The columns positive_ratings and negative_ratings do not seem to have any significant correlation woth price but have a huge correlation with number of owners so it seems reasonable to normalise these columns by dividing them with the owners.

We can also introduce a new variable likeliness defined as the difference of the positive and negative ratings and normalised likeliness when likeliness is divided by the number of owners

In [14]:
df_train['positive_ratings_norm'] = df_train['positive_ratings']/df_train['Owners']
df_train['negative_ratings_norm'] = df_train['negative_ratings']/df_train['Owners']

df_train['likeliness'] = (df_train['positive_ratings']-df_train['negative_ratings'])/df_train['Owners']
df_train['likeliness_norm'] = df_train['likeliness']/df_train['Owners']
In [15]:
height = 700
title = '<b>Correlation Matrix for the dataset:</b>'
colors = 'Viridis'
#-------------------------------------------------------------------------#
df_train = df_train
classes = ['required_age', 'achievements', 'days_in_store', 'positive_ratings', 
           'negative_ratings','positive_ratings_norm','negative_ratings_norm',
           'average_playtime','Owners','likeliness','likeliness_norm','price']
#-------------------------------------------------------------------------#
correlation = df_train[classes].corr()
correlation_mat = df_train[classes].corr().to_numpy()
correlation_mat = (correlation_mat//0.0001)/10000
correlation_mat_norm = (correlation_mat//0.01)/100

fig = ff.create_annotated_heatmap(correlation_mat, x=classes, y=classes,
                                  annotation_text=correlation_mat_norm,
                                  colorscale=colors,text = correlation_mat,
                                  hovertemplate='Column: %{x}<br>'+
                                                'Row: %{y}<br>'+
                                                'Correlation: %{text}<extra></extra>')

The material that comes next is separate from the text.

PR #90, opened 2017-04-03
Fix archive loading for today's logs

### LINKED ISSUE #89: Hyperchannel loads logs from previous day, but not current one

fig.update_layout(title_text= title,width = (height*(1.618))//1,height = height,
                  xaxis = {'title':'Columns'},
                  yaxis = {'title':'Rows','autorange':'reversed'})
fig.update_traces(showscale = True)
fig.show()

for i in classes:
    if abs(correlation[i]['price'])>= correlation_threshold:
        useful_classes.add(i)

We see 4 more columns that show a significant correlation with price which are positive_ratings_norm, negative_ratings_norm, difference, difference_norm out of which the correlation for normalised positive ratings was expected. For normalised negative ratings it is positive because games that are popular have more of both positive and negative ratigs.

The positive correlation for normalised likeliness I think has more to do with the derived nature of the variable than its significance as a whole but the positive correlation for likeliness is something new as neither positive_ratings nor negative_ratings have any significant correlation with price directly.

In [16]:
values = sorted(list(df_train['Owners'].unique()))
encoding = []
for i in df_train['Owners']:
    encoding.append(values.index(i)+1)
df_train['owners_color'] = encoding    
In [17]:
fig = go.Figure()
classes = [x for x in classes if x != 'price']
for step in range (len(classes)):
    fig.add_trace(
        go.Scattergl(
            visible = False,mode = 'markers',
            marker = {'color' : df_train['owners_color']},
            text = df_train[['appid_visual']],x = df_train[classes[step]],y = df_train['price'],
            hovertemplate = '<b>%{text}</b><br>Sale Price in "$": %{y}<br>'+
                            " ".join([x.capitalize() for x in classes[step].split("_")]) + 
                            ': %{x}<extra></extra>' 
        ))
fig.data[0].visible = True

steps = []
for i in range(len(fig.data)):
    step = dict(
        method = "update",
        label  = " ".join([x.capitalize() for x in classes[i].split("_")]),
        args=[{"visible": [False] * len(fig.data)},
              {"title": "Slider switched to step: " + str(classes[i])}],
    )
    step["args"][0]["visible"][i] = True
    steps.append(step)
    
sliders = [dict(
    active=0,
    currentvalue={"prefix": "Scatter plot for Price vs "},
    pad={"t": 50},
    steps=steps
)]

fig.update_layout(
    sliders=sliders
)

fig.show()

Correlation matrix for platform variables

In [18]:
height = 500
title = '<b>Correlation Matrix for the dataset:</b>'
colors = 'Viridis'
#-------------------------------------------------------------------------#
df_train = df_train
classes = unique_sets[0]+['price']
#-------------------------------------------------------------------------#
correlation = df_train[classes].corr()
correlation_mat = df_train[classes].corr().to_numpy()
correlation_mat = (correlation_mat//0.0001)/10000
correlation_mat_norm = (correlation_mat//0.01)/100

fig = ff.create_annotated_heatmap(correlation_mat, x=classes, y=classes,
                                  annotation_text=correlation_mat_norm,
                                  colorscale=colors,text = correlation_mat,
                                  hovertemplate='Column: %{x}<br>'+
                                                'Row: %{y}<br>'+
                                                'Correlation: %{text}<extra></extra>')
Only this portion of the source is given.